• [What the exercise asks]: For every line in the records below that holds "opened", make a copy.

• [Data provided]:

PR #344, opened 2018-10-16
Intersection in fortran

jared321:
Hi, @WeiqunZhang.  I was playing around with performing intersections of boxes today.  I added the following to the Fortran interface to do this.  If this works for you, should we add it officially to the Fortran interface?  Please feel free to clean it up as you see fit.

### DIFF
--- a/Src/F_Interfaces/Base/AMReX_box_fi.cpp
+++ b/Src/F_Interfaces/Base/AMReX_box_fi.cpp
@@ -11,4 +11,21 @@ extern "C"
 	Box box {IntVect(lo), IntVect(hi), IntVect(nodal)};
 	AllPrint() << box << "\n";
     }
+ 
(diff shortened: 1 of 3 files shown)


WeiqunZhang:
The code is fine, but I have two comments.

(1) I think you can do it in Fortran without having the overhead of calling C++ functions.

(2) If this is used inside a loop over Boxes in a BoxArray, it will not scale.  You might want to consider using BoxArray::intersections functions.

PS.  For the fillpatch thing you mentioned, the data on intersecting Boxes might be owned by other MPI processes.

jared321:
For (1), are you suggesting that the Fortran interface reimplement directly the intersection code already in C++?

Thanks for the information in (2).  I am toying around with the idea of intersecting the region that is given to fillPhysicalBC with the domain.  No looping over a boxarray in this case.

WeiqunZhang:
For (1), yes.  It will be something similar to `amrex_box_intersects_box`.

PR #351, opened 2018-10-22
sensei data adaptor fixes

burlen:
* set data set origin, fixes issue with simulations where the lower left
  corner in physical space is not at 0,0,0
* fix a memory leak in AmrMeshDataAdaptor
* let simulations set control parameters explicilty
* validate control parameters during initialization


drummerdoc:
Is frequency in units of coarseTimeStep calls?

PR #369, opened 2018-11-16
Sensei init ghost zones

burlen:
I need to fill ghost cells as we convert from face and edge centering for visualization. this change adds functions that do that.

I added an option to force mesh origin to 0,0,0 to help deal with moving meshes in visit.

both of these came up when working with warpx


burlen:
Maybe I don't need to pass ngrow. can you advise on what is the best way to accomplish what I need?

on the analysis side we need cell centered data to have a layer of ghost cells. For ex. correctly computing a gradient, or iso surface on cell centered data requires a layer of ghost cells.

I wanted to initialize the ghost cells during conversion from edge and face data to cell centering rather than trying to do a bunch of exchanges after the fact.

It's coming up with warpx, which has face and edge centered fields. here is the code that uses these functions. https://github.com/burlen/WarpX/blob/sensei_init_ghost_cells/Source/WarpXIO.cpp#L491

Is this the best way to do it? Maybe this code belongs in Src/Extern/SENSEI?

drummerdoc:
Sorry for the delay, Burlen.  I am approving this pull request, but it would be good to separate out the demonstration of Sensei into its own Tutorial.  It should be very simple to copy everything over to a new folder there and edit out controls for the background problem and just make the demo about Sensei.  Doing this now so that the files remain compatible with impending AMReX edits.  Let me know if you need this comment translated :)

burlen:
@drummerdoc Thank you. I can do that. Would like to learn more about the impending changes and how I can keep our parts compatible

PR #375, opened 2018-11-29
Spline Implicit function for EB2

shashankNREL:
@asalmgren 

Added this additional functionality of constructing an implicit function for EB, based on splines and line segments. User provides input in terms of a few control points on a spline which is then used to construct a surface separating the fluid and solid zones. First version of this code developed by Ray Grout for EB1 formulation, that code was adapted to EB2 in this current version.

### DIFF
--- a/Src/EB/AMReX_distFcnElement.H
+++ b/Src/EB/AMReX_distFcnElement.H
@@ -1,0 +1,110 @@
+#ifndef AMREX_DISTFCNELEMENT_H_
+#define AMREX_DISTFCNELEMENT_H_
+
+#include <vector>
+#include "AMReX_RealVect.H"
+//#include "AMReX_BaseIF.H"
+#include "AMReX.H"
+#include "AMReX_Vector.H"
+
+class distFcnElement2d {
+ public:
+  // Constructor
+  distFcnElement2d() {}
+  ~distFcnElement2d() {}
+
+  virtual distFcnElement2d* newDistFcnElement2d() const;
+
+  virtual  amrex::Real cpdist(amrex::RealVect pt, amrex::RealVect& cp) const;
+  virtual  amrex::Real cpside(amrex::RealVect pt, amrex::RealVect& cp) const;
+  int solve_thomas(std::vector<amrex::Real> diagminus,
+                   std::vector<amrex::Real> diag,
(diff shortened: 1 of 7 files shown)


Src/EB/AMReX_distFcnElement.H
```diff
@@ -0,0 +1,109 @@
+#ifndef AMREX_DISTFCNELEMENT_H_
+#define AMREX_DISTFCNELEMENT_H_
+
+#include <vector>
+#include "AMReX_RealVect.H"
+#include "AMReX.H"
+#include "AMReX_Vector.H"
+
+class distFcnElement2d {
```
WeiqunZhang: Could you put these classes inside `namespace amrex`?

Src/EB/Make.package
```diff
@@ -42,16 +42,18 @@ CEXE_sources += AMReX_EB_levelset.cpp
 F90EXE_sources += AMReX_compute_normals.F90 AMReX_EB_geometry.F90
 F90EXE_sources += AMReX_EB_levelset_F.F90
 
+CEXE_headers += AMReX_distFcnElement.H
+CEXE_sources += AMReX_distFcnElement.cpp
```
WeiqunZhang: Please update CMakeLists.txt too.

Tutorials/EB/GeometryGeneration/main.cpp
```diff
@@ -8,59 +8,111 @@ using namespace amrex;
...
 
-        Geometry geom;
-        {
-            RealBox rb({-0.5,-0.5,-0.5}, {0.5,0.5,0.5}); // physical domain
-            Array<int,AMREX_SPACEDIM> is_periodic{false, false, false};
-            Geometry::Setup(&rb, 0, is_periodic.data());
-            Box domain(IntVect(0), IntVect(n_cell-1));
-            geom.define(domain);            
-        }
+    {
```
WeiqunZhang: Could you keep the old setup and add the new one as an additional example?  Maybe you can add an inputs ParmParse parameter for the geometry type.

rgrout:
I'm going to close this and replace it with a new pull request from an amrex branch where I can resolve a few conflicts by hand.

• [Response]:
PR #344, opened 2018-10-16
PR #351, opened 2018-10-22
PR #369, opened 2018-11-16
PR #375, opened 2018-11-29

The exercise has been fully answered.